A new study by the Rainforest Foundation in Norway shows that humans have degraded or completely destroyed nearly two-thirds of the world’s pristine tropical rainforests. “The total area lost between 2002 and 2019 is greater than France,” she says. Scientists indicate that an important natural barrier against climate change is disappearing.
“The total area lost between 2002 and 2019 is larger than France,” explains Anders Krogh, the scientist who contributed to the study. In 2019, Earth lost a piece of tropical rainforest the size of a soccer field every six seconds, according to an earlier analysis of satellite imagery. If more rainforests were destroyed, it would inevitably have an impact on climate change.

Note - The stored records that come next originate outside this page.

PR #156, opened 2018-07-17
Added review to the docs

moujaune:
Added review to the docs

### DIFF
--- a/AlembicImporter/Packages/com.unity.formats.alembic/Documentation~/com.unity.formats.alembic.md
+++ b/AlembicImporter/Packages/com.unity.formats.alembic/Documentation~/com.unity.formats.alembic.md
@@ -2,6 +2,8 @@
 
 Use the Alembic package to import [Alembic](http://www.alembic.io/) files into your Unity Scenes. The Alembic format bakes animation data into a file so that you can stream the animation in Unity directly from the file. This saves a tremendous amount of resources, as the modeling and animating does not happen directly inside Unity.
 
+> Consider briefly mentioning that you can also export as Alembic in the first few lines since it's never mentioned until you get to that section.
+
 The Alembic package brings in vertex cache data from a 3D modeling software, such as facial animation (skinning) and cloth simulation (dynamics). When you play it back inside Unity, it looks exactly the same as it did in the 3D modeling software. 
 
 The Alembic package supports importing and playing back Meshes, Points and Cameras.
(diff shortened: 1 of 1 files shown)


AlembicImporter/Packages/com.unity.formats.alembic/Documentation~/com.unity.formats.alembic.md
```diff
@@ -103,7 +107,7 @@ The Timeline can be used to playback and record Alembic animation including:
 * Create sequences using Alembic clips with the ability to trim times and adjust clip-ins
 * Record Alembic data directly from the Timeline to an Alembic file
 
-
+> Consider making sure that you can actually edit Alembic Shot Clips via code or otherwise add it to known limitations
```
vkovec: where does it say  you can edit Alembic Shot Clips via code?

AlembicImporter/Packages/com.unity.formats.alembic/Documentation~/com.unity.formats.alembic.md
```diff
@@ -78,7 +82,7 @@ To configure a scene to export an Alembic file, add the [Alembic Exporter compon
 The component can be configured to export the entire scene or individual object hierarchies.
 
 Using the AlembicExporter component automatically disables Draw Call Batching. If the Mesh group is valid after being batched then it will be exported. In some cases the data will be batched multiplied times and the results may change.  If you want to control the Batch settings they can be found in the Rendering section of Player Settings.
-
+> Consider clarifying section; maybe a reminder line about what batching does for people who mark everything as static in their scene for performance and panic when the exporter turns it off and the project starts to slow down
```
vkovec: please give an example of what you would add

moujaune: "Adding an AlembicExporter component to your scene will disable draw call batching in your project. With batching enabled, your scene's geometry merges itself in various configurations every frame, thus somewhat marring the faithfulness of the exporter's geometry recording features.

After you're done recording, you can re-enable both static and dynamic batching for your project in the Rendering section of the Player Settings. Having the exporter run with batching enabled will engender undesirable results such at batched meshes being recorded multiple times per frame and overlapping in your Alembic file in an unsightly fashion."

AlembicImporter/Packages/com.unity.formats.alembic/Documentation~/com.unity.formats.alembic.md
vkovec: ah ok. We already mention that there is no external API though. Would that not cover this as well?

AlembicImporter/Packages/com.unity.formats.alembic/Documentation~/com.unity.formats.alembic.md
vkovec: thanks!

PR #155, opened 2018-07-16
merge stable into master

vkovec:
- update master to be the same as stable

PR #160, opened 2018-07-20
Reorg/build refactor for Katana

mjmvisser:
- Re-org'd to expected package layout for Katana
- Refactored CMakeLists to build on Windows
- Moved OpenExr and Alembic dependencies to submodules
- Committed binaries for HDF5 dependencies
- Moved  dependencies to External
- Added build.py/build.sh/build.cmd for Katana automation tools
- Updated gitlab-ci.yml to conform to Katana automation tools expectations

I kept the reorg separate from modifications, but github doesn't seem to recognize the renames in the diff below. :-(


i-saint:
there is a similar PR ( #155 ). can you merge both?

vkovec:
looks good! Is it possible to build locally with build.cmd?

mjmvisser:
> there is a similar PR ( #155 ). can you merge both?
@i-saint I don't understand. PR #155 targets master - this one targets stable. After this one lands, #155 will need to be rebased. 

> Is it possible to build locally with build.cmd?
@vkovec yes, that's how I've been testing. Could you pull this branch and check that the build works for you? I get an error on our build slaves about not finding HDF5_LIBRARIES, and I'd like to know if you get the same error. thx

Commercial agriculture is the main cause of deforestation worldwide. Forest areas are cleared to make room for livestock and crops. Other important factors are road construction, mining activities, and land speculation. This results in a loss of plant and animal species and also a loss of a number of natural trump leaves, such as capturing, storing and purifying water and storing carbon or carbon dioxide.
More than half of the devastation since 2002 has occurred in the South American Amazon and neighboring rainforests. More and more fires are being lit to create more space for livestock. The situation has become even more dramatic since Jair Bolsonaro came to power. Brazil has the largest piece of tropical forests in the world. We see this is where the biggest loss occurs. “There is something that needs to be done urgently,” Koch said.
The islands of Southeast Asia, which mostly belong to Indonesia, rank second when it comes to deforestation. An enormous amount of forests are cut down for palm oil and plantations. Central Africa ranks third on the list of most devastated regions, especially the area around the Congo River.